▶ [Provided material]:
PR #5230, opened 2022-07-08
Core,API: Add table property transform to support stateful property update.

jfz:
This PR adds a transform API to table properties update, and the transforms will be re-applied based on refreshed properties when there's a conflict, and this make it possible for truly stateful and transactional property updates.

Currently, the table property update commit is basically "last commit wins", and the property value update happens out side of iceberg library so it will not be re-applied during commit retries when there's a conflict, that can cause some commits "effectively" being overwritten when the property update is supposed to be based on existing value.

Consider below example use case: 
Table property "subscribers" is used to track who should be notified whenever there's a new data write, and "subscribers" is a set of users and we do add/remove to manage users.

Steps for a value update loss:
1. initially there's only 1 user, subscribers value = \<u1>
2. commit A attempts to add user u2 to subscribers: set value to  <u1,u2>
3. commit B attempts to add user u3 to subscribers: set value to  <u1,u3>
4. commit B succeeded first, now subscribers value is: <u1,u3>
5. Commit A failed, and retry succeeded, setting new value to: <u1,u2>
6. now both A and B succeeded, final value: <u1,u2>    =>   commit B is effectively lost.

With transform API, commits can request a transform like "add user u2 to existing set" instead of "set it to <u1,u2>", and no commit will be lost because transform is re-applied for commit retries.

### DIFF
--- a/core/src/main/java/org/apache/iceberg/PropertiesUpdate.java
+++ b/core/src/main/java/org/apache/iceberg/PropertiesUpdate.java
@@ -68,7 +68,7 @@ class PropertiesUpdate implements UpdateProperties {
     Preconditions.checkNotNull(key, "Key cannot be null");
     Preconditions.checkNotNull(transformFunc, "Transform function cannot be null");
     Preconditions.checkArgument(!updates.containsKey(key),
-        "Cannot updates and transform the same key: %s", key);
+        "Cannot update and transform the same key: %s", key);
     Preconditions.checkArgument(!removals.contains(key),
         "Cannot remove and transform the same key: %s", key);
     transforms.put(key, transformFunc);
--- a/core/src/main/java/org/apache/iceberg/PropertiesUpdate.java
+++ b/core/src/main/java/org/apache/iceberg/PropertiesUpdate.java
@@ -21,6 +21,7 @@ package org.apache.iceberg;
 
 import java.util.Map;
 import java.util.Set;
+import java.util.function.Function;
 import org.apache.iceberg.exceptions.CommitFailedException;
 import org.apache.iceberg.relocated.com.google.common.base.Preconditions;
 import org.apache.iceberg.relocated.com.google.common.collect.Maps;
@@ -39,6 +40,7 @@ import static org.apache.iceberg.TableProperties.COMMIT_TOTAL_RETRY_TIME_MS_DEFA
 class PropertiesUpdate implements UpdateProperties {
   private final TableOperations ops;
   private final Map<String, String> updates = Maps.newHashMap();
+  private final Map<String, Function<String, String>> transforms = Maps.newHashMap();
   private final Set<String> removals = Sets.newHashSet();
   private TableMetadata base;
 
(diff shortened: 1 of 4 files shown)


core/src/main/java/org/apache/iceberg/PropertiesUpdate.java
```diff
@@ -53,18 +55,34 @@ public UpdateProperties set(String key, String value) {
...
 
     return this;
   }
 
+  @Override
+  public UpdateProperties transform(String key, Function<String, String> transformFunc) {
+    Preconditions.checkNotNull(key, "Key cannot be null");
+    Preconditions.checkNotNull(transformFunc, "Transform function cannot be null");
+    Preconditions.checkArgument(!updates.containsKey(key),
+        "Cannot updates and transform the same key: %s", key);
```
rdblue, line 71: Nit: should be "update" rather than "updates".

jfz: Fixed.

jfz: @rdblue @kbendick can you take a look at this?

rdblue:
I'm not sure about this. At first, it seems like a reasonable thing to support. But, Iceberg table properties are not intended to be used for arbitrary user metadata like this. They are intended for information to configure reading or writing a table. The existing behavior is that set is idempotent, so it is a stretch to say that Iceberg should support a new feature so you can use table properties for a different purpose.

There is also an implementation problem with this. Not all catalogs can guarantee the behavior introduced in this PR. For example, the REST protocol's `SetPropertiesUpdate` is an idempotent change. There's no way to communicate what the catalog service should do if there is a conflict, or even to signal that it should fail and retry in the event of a conflict. At a minimum, we would need to add a validation for table properties that enabled failing the server-side commit.

I'm not sure that those changes are worth it. Have you considered using a prefix instead of a single option? Instead of `subscribers=a,b,c` you could set `subscribers.a.enabled=true`, `subscribers.b.enabled=true`, etc. That gives you the ability to customize each one as well.

jfz:
@rdblue thanks for looking into this and the insights!

> They are intended for information to configure reading or writing a table.

Time to evolve? :) I feel this can be useful and unlock new use cases that require stateful/transactional update to any table specific meta info.

> implementation challenges, e.g. REST Cagalog

I think this can be a generic challenge for passing any sort of transformation to server that's worth looking into, a quick thought would be either serialize/deserialize or predefined transforms like `partition transforms`. Or we can choose not to support in REST Catalog to start with.

> using a prefix instead of a single option

I think it will reduce but not eliminate the chance of overwrite on commit conflicts.

rdblue:
> > They are intended for information to configure reading or writing a table.
> 
> Time to evolve? :)

I think this is a great demonstration of why we want to be strict. This would be a convenient place to stash properties, but then you run into situations like this one where properties don't provide the behavior guarantees that you want for another use case. If we think about implementing those behaviors, then we need to consider things like how to make assertions on the state of table properties in the REST API so that concurrent updates will fail and the client can retry. That's a lot of work and it makes the REST spec more difficult to implement.

I think it is best to continue with the current behavior, especially given that there is a reasonable work-around.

▶ [Exercise objective]:
Search the entries for lines with the string "transactional", then report their number alone.

▶ [Solution to this problem]:
2